A unique cyberattack campaign that targets Kubeflow, a machine-learning toolkit for Kubernetes, has affected large swathes of container clusters, according to Microsoft.
The Kubeflow open-source project is a popular framework for running machine-learning (ML) tasks in Kubernetes. According to an analysis this week, a suspicious Kubeflow image was seen deployed to thousands of clusters in April, all from a single public repository. Closer inspection showed that the image runs a common open-source cryptojacking malware that mines the Monero virtual currency, known as XMRIG.
“Nodes that are used for ML tasks are often relatively powerful, and in some cases include GPUs [graphics processors],” explained Yossi Weizman, security research software engineer at Microsoft’s Azure Security Center, in a posting on Wednesday. “This fact makes Kubernetes clusters that are used for ML tasks a perfect target for cryptomining campaigns, which was the aim of this attack.”

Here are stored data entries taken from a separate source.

PR #2126, opened 2022-01-03
Remove entries from PULL_REQUEST_TEMPLATE.md that are now covered by CI

rukai:
- [x] Tested on all platforms changed
- [x] Compilation warnings were addressed
- [x] `cargo fmt` has been run on this branch
- [x] `cargo doc` builds successfully
- [x] Added an entry to `CHANGELOG.md` if knowledge of this change could be valuable to users
- [x] Updated documentation to reflect any user-facing changes, including notes of platform-specific behavior
- [x] Created or updated an example program if it would help users understand this functionality
- [x] Updated [feature matrix](https://github.com/rust-windowing/winit/blob/master/FEATURES.md), if new features were added or implemented

The more entries there are, the more likely people are to start just ignoring them all.
By removing the ones already covered by CI then the remaining entries are more likely to be followed.

PR #2130, opened 2022-01-03
Make CI run on changes to non-code files as well

madsmtm:
The repository is configured such that specific checks are required to pass before merging; since CI doesn't run on PRs that don't change code, they can't be merged without administrator intervention.

Currently affecting https://github.com/rust-windowing/winit/pull/2126, and has affected many others in the past.

Also, while this definition is currently correct, we might in the future change something so that changes to other files (like markdown files) really should be run through CI.

### DIFF
--- a/.github/workflows/ci.yml
+++ b/.github/workflows/ci.yml
@@ -2,16 +2,8 @@ name: CI
 
 on:
   pull_request:
-    paths:
-      - '**.rs'
-      - '**.toml'
-      - '.github/workflows/ci.yml'
   push:
     branches: [master]
-    paths:
-      - '**.rs'
-      - '**.toml'
-      - '.github/workflows/ci.yml'
 
 jobs:
   Check_Formatting:


maroider:
Ideally, we'd have CI skip any code-checking steps if no code files were touched, instead of running all the steps all of the time.

rukai (approved):
LGTM
Running CI on all PRs is not that expensive and is far safer as there are a lot of ways to break things outside of changing code.

madsmtm:
> Ideally, we'd have CI skip any code-checking steps if no source code was touched, instead of running all the steps all of the time, but that's also a bit more complicated to set up.

Also not something neither you nor I can fix, I think it's part of the repo settings that only an admin can access?

maroider:
> Also not something neither you nor I can fix, I think it's part of the repo settings that only an admin/"owner" can access?

It's something a more sophisticated CI config could solve.

madsmtm:
Fair enough, I'll gladly admit I don't know enough about GitHub Actions.

maroider (approved):
This, while somewhat wasteful, is probably nicer than having to circumvent the "CI passes" check.

We should probably try to get a more granular CI config set up eventually.

PR #2132, opened 2022-01-04
Set WindowBuilder to must_use

rukai:

Makes sense to be must_use as failing to call finish() would almost certainly indicate a bug.


maroider:
I tend to shy away from using `#[must_use]` for fear of generating a lot of noisy warnings, but I suppose `WindowBuilder` won't be used too often.

kchibisov (approved):

PR #2134, opened 2022-01-04
Make `WindowAttributes` private

madsmtm:
`WindowAttributes` was introduced way back in https://github.com/rust-windowing/glutin/pull/603, and later slowly had it's functionality moved into `WindowBuilder` (created in https://github.com/rust-windowing/glutin/pull/769).

At this point, the only thing you can achieve with `WindowAttributes` is:
- Inspection of the state that `WindowBuilder` is currently in - I can't see a usecase for this? And if we do get one, such ability can be added to `WindowBuilder` directly.
- Resetting `[min_/max_]inner_size` and `position` - Looking at [prior art](https://doc.rust-lang.org/std/process/struct.Command.html), this seems like a thing that struct builders rarely support, though we could do so if desired (making the functions take `Option`s).

The downsides, however, is more API surface that users have to look at, and that we have to support, and that the documentation for `WindowBuilder` is more scattered. I think these downsides outweigh the slight exposed capabilities, and would like to propose we remove this structure from the public API.

  - Not really applicable


madsmtm:
I'm not sure I fully understand, do you want:
```rust
struct WindowBuilder {
    inner_size: Option<Size>,
    resizable: bool,
    ... // Other fields from `WindowAttributes`
}
```
?

Especially the phrase "pod-like data" is confusing me?

aloucks:
> I'm not sure I fully understand, do you want:
> 
> ```rust
> struct WindowBuilder {
>     inner_size: Option<Size>,
>     resizable: bool,
>     ... // Other fields from `WindowAttributes`
> }
> ```

Yes

madsmtm:
Fair enough - I agree, but I'd like to keep it out of this PR to make the changes easier to review. I'll follow up with one to do that (though maybe first after #2137)

daxpedda:
Cc #2613.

In terms of how Kubeflow can be used as the entry point for this kind of attack, Weizman noted that Kubeflow can manage the various tasks required to put a ML model into action, such as training ML algorithms. For instance, according to its website, Kubeflow simplifies the many steps required to build and deploy an ML model, including “data loading, verification, splitting, processing, feature engineering, model training and verification, hyperparameter tuning and model serving.”
And, because Kubeflow is a containerized service, these various tasks run as containers in the Kubernetes cluster, and each can present a path for an attacker into the core Kubernetes architecture.
“Therefore, if attackers somehow get access to Kubeflow, they have multiple ways to run their malicious image in the cluster,” said Weizman. “The framework is divided into different namespaces [containers], which are a collection of Kubeflow services. Those namespaces are translated into Kubernetes namespaces in which the resources are deployed.”
Kubeflow functionality is made available over an API server that connects to a dashboard that users leverage to manage their tasks. Typically, the dashboard is only available via an internal Istio ingress gateway that sits on the edge of a cluster and routes traffic from the API server. This default configuration in turn makes it difficult for external attackers to gain a foothold. However, Weizman said that many users choose to make their dashboards accessible via the internet, to bolster ease of use.
“In some cases, users modify the setting of the Istio Service to Load-Balancer which exposes the Service (istio-ingressgateway in the namespace istio-system) to the internet,” he wrote. “By exposing the Service to the internet, users can access to the dashboard directly. However, this operation enables insecure access to the Kubeflow dashboard, which allows anyone to perform operations in Kubeflow, including deploying new containers in the cluster.”
In the case of the April cryptomining campaign, Microsoft observed attackers using an exposed Kubeflow dashboard for gaining initial access to the cluster. The malicious actors then set up their own container, using the default name of “anonymous,” which housed the malicious malware image.
“If attackers have access to the dashboard, they have multiple methods to deploy [this] backdoor container in the cluster,” according to Weizman.
For instance, the attackers could set up a malicious Jupyter notebook server (or use an existing, compromised notebook), then use the dashboard to deploy their malicious image from it.
“Kubeflow allows users to choose the image for the notebook server, including an option to specify a custom image,” the researcher explained. “This image doesn’t necessarily have to be a legitimate notebook image, thus attackers can run their own image using this feature.”
From there, the attackers moved laterally and deployed the malicious container throughout an infected cluster using the cluster’s mounted service account.
For protection from this kind of attack, if Kubeflow is deployed within a cluster, admins should take care to make sure that its dashboard isn’t exposed to the internet, Weizman noted. “Check the type of the Istio ingress service by the following command and make sure that it is not a load balancer with a public IP: ‘kubectl get service istio-ingressgateway -n istio-system,'” he said.
While this is the first known attack to use Kubeflow as an initial pathway into Kubernetes clusters, containerization technology is no stranger to cryptomining offensives. Kubernetes was at the center of another recent large-scale XMRIG campaign, according to Microsoft.
Also, in April, an organized, self-propagating cryptomining campaign was found targeting misconfigured open Docker Daemon API ports; while last October, more than 2,000 unsecured Docker Engine (Community Edition) hosts were found to be infected by a cyptojacking worm dubbed Graboid (so-named after the sandworms in the 1990 Kevin Bacon movie, Tremors).